Description of the task → Pick out all lines in the listing holding the string "return" and copy them.

Data provided →

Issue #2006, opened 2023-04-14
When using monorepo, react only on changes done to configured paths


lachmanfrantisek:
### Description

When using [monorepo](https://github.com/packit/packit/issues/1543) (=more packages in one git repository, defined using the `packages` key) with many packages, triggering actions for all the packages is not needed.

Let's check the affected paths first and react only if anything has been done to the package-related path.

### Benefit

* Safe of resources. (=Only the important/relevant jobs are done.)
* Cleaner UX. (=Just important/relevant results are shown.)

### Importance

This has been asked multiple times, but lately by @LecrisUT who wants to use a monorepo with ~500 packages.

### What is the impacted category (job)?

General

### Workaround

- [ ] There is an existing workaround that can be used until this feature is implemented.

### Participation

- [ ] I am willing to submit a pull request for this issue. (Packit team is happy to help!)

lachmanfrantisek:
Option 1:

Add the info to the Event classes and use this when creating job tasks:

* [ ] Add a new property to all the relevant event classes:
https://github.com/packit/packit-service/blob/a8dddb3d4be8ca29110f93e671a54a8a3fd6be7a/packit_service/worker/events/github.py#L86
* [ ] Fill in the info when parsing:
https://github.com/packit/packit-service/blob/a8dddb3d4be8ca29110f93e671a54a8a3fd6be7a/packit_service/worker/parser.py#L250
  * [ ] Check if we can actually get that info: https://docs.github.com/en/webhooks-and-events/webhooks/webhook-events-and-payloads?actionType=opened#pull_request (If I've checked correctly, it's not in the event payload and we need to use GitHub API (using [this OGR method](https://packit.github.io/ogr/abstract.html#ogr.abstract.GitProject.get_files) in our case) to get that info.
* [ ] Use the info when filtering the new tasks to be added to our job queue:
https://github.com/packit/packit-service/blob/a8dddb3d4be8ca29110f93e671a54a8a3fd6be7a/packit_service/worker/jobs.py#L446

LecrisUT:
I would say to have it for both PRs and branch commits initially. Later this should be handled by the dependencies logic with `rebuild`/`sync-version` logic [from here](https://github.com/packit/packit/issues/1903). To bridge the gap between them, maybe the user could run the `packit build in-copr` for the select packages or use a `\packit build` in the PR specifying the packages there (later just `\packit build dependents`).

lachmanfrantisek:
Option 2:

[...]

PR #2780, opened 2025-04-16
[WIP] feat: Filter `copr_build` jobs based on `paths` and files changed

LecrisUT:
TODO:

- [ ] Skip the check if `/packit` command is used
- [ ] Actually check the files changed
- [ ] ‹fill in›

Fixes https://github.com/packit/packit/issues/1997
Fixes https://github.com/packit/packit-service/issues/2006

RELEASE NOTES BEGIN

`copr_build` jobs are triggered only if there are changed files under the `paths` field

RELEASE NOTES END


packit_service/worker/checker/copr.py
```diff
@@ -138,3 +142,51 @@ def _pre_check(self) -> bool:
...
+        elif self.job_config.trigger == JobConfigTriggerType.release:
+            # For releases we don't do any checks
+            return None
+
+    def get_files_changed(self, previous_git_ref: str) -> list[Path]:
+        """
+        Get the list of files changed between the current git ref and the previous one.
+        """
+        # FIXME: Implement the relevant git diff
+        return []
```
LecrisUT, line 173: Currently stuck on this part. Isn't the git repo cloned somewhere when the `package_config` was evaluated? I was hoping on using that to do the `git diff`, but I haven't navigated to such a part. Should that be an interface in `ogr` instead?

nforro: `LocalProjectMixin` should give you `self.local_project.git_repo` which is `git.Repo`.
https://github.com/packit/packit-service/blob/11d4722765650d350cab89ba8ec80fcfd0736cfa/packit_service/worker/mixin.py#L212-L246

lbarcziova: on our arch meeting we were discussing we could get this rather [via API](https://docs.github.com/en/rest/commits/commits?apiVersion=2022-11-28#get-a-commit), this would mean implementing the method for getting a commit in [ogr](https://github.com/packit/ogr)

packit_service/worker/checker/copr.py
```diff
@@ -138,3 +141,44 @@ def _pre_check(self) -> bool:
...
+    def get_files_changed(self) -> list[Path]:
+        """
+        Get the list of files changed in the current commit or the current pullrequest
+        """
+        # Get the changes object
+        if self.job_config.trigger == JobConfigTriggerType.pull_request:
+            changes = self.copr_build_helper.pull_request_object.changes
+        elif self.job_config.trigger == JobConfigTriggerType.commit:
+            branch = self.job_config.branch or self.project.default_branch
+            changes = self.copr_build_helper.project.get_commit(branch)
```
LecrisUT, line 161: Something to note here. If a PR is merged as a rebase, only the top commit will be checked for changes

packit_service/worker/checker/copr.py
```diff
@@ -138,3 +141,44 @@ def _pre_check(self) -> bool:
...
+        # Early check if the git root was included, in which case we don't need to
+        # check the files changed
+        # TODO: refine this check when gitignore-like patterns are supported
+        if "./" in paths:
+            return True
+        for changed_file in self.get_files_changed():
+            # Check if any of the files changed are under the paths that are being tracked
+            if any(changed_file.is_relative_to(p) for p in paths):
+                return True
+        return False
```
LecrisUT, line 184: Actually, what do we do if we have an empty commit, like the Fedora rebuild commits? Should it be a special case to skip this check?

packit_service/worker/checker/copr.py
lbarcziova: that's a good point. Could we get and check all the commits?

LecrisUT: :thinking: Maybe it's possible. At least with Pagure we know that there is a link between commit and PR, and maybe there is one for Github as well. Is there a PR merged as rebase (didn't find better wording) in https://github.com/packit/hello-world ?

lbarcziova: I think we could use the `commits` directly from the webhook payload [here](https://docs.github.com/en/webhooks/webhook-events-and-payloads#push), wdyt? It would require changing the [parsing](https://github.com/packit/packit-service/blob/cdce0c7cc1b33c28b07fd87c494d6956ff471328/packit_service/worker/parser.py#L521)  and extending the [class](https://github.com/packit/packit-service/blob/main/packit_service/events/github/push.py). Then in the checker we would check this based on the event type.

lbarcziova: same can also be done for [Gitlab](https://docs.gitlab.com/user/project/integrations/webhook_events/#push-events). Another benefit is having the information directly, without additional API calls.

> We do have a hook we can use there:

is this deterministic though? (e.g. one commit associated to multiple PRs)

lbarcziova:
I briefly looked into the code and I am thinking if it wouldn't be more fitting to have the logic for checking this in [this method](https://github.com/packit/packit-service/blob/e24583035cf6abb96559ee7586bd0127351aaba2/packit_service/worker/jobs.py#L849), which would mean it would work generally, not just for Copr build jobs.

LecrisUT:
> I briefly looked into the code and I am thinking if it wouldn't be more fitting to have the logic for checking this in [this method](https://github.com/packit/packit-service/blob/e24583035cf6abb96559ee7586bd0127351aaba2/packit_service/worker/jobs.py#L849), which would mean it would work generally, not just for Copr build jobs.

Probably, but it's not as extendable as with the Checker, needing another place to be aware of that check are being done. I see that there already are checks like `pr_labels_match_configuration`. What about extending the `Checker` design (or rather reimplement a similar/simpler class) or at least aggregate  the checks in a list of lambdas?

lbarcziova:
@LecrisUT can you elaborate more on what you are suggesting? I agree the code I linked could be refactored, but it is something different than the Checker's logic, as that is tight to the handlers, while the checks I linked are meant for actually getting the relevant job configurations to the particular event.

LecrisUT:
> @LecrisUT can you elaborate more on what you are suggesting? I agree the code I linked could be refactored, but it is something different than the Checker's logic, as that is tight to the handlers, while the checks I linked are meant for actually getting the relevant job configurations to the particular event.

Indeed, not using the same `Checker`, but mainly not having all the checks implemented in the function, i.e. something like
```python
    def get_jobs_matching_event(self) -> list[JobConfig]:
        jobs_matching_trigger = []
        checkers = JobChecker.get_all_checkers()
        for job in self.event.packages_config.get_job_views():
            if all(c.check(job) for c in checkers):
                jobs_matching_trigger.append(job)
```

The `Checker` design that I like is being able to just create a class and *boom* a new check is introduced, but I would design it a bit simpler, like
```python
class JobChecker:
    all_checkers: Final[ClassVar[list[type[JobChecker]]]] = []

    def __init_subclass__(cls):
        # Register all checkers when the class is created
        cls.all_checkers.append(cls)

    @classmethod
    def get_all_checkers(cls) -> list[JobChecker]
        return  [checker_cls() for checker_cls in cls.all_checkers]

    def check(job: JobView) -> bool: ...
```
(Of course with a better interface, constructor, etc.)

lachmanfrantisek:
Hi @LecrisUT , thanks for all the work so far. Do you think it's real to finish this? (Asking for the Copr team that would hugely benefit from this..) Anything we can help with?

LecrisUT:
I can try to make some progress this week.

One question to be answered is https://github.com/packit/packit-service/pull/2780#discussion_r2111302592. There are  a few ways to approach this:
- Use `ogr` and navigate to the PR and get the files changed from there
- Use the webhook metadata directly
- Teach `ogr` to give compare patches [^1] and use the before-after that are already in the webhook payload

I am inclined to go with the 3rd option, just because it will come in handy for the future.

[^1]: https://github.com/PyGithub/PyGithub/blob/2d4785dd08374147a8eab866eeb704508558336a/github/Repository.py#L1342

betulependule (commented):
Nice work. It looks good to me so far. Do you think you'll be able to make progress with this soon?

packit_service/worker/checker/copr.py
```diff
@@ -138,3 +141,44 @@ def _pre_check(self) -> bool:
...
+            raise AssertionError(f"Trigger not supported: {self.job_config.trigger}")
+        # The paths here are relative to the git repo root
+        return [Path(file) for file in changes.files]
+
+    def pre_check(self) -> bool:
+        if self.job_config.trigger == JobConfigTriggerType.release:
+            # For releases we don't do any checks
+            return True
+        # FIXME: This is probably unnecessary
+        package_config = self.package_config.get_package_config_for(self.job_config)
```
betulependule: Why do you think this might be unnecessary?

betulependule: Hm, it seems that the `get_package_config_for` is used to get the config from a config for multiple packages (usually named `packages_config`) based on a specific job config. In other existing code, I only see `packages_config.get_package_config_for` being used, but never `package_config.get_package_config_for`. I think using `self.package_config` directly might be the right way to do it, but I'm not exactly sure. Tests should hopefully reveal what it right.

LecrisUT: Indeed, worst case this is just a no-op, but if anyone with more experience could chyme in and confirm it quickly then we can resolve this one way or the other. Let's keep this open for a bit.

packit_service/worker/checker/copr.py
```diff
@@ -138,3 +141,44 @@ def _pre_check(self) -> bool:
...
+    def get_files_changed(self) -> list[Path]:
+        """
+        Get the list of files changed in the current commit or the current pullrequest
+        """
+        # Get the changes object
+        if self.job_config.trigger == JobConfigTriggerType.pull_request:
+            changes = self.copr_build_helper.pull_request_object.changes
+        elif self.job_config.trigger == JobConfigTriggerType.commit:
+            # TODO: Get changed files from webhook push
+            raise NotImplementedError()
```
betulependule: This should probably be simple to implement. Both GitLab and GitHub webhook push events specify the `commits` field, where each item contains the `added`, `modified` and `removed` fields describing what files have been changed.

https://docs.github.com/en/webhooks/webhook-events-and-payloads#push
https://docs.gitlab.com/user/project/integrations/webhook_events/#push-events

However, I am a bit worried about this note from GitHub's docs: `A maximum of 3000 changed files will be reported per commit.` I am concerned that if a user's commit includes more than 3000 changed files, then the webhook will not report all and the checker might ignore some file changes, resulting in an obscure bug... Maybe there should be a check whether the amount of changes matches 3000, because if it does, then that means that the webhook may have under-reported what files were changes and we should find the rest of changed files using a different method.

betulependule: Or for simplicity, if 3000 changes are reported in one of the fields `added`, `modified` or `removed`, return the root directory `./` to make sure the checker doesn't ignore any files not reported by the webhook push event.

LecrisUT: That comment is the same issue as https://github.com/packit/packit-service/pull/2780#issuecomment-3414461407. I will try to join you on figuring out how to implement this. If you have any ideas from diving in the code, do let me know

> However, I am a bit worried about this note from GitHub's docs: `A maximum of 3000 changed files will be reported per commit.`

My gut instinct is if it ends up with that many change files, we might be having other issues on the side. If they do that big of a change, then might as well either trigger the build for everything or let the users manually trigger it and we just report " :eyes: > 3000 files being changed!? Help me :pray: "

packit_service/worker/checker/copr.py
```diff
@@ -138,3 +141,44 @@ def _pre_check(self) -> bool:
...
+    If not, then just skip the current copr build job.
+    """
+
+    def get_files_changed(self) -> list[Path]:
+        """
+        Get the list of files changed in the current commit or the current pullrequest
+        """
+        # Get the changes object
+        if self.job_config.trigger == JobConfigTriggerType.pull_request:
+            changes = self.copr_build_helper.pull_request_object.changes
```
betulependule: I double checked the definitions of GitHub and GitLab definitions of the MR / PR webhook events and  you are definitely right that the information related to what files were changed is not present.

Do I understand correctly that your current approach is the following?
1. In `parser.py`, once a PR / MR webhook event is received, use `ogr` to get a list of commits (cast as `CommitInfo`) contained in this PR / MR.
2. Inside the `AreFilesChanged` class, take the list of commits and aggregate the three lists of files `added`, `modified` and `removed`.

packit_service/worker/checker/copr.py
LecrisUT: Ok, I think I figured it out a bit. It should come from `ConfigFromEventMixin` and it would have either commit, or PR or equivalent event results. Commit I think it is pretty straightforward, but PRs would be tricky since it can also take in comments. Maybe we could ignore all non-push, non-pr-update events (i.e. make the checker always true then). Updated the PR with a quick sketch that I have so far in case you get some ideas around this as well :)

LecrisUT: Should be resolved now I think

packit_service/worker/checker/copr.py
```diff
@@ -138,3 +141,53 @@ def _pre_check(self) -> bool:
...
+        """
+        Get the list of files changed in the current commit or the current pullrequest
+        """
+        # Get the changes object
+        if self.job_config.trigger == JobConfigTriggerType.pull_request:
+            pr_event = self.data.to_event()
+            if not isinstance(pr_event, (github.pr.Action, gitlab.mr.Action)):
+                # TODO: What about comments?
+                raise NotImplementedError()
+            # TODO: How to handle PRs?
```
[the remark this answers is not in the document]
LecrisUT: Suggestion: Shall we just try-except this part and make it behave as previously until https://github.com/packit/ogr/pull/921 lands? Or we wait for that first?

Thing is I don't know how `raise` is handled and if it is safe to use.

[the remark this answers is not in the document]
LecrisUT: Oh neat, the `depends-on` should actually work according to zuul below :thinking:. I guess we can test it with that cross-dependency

Problem solution →
+            return None
+        return []
+            return True
+                return True
+        return False
        return  [checker_cls() for checker_cls in cls.all_checkers]
+        return [Path(file) for file in changes.files]
+            return True
betulependule: Or for simplicity, if 3000 changes are reported in one of the fields `added`, `modified` or `removed`, return the root directory `./` to make sure the checker doesn't ignore any files not reported by the webhook push event.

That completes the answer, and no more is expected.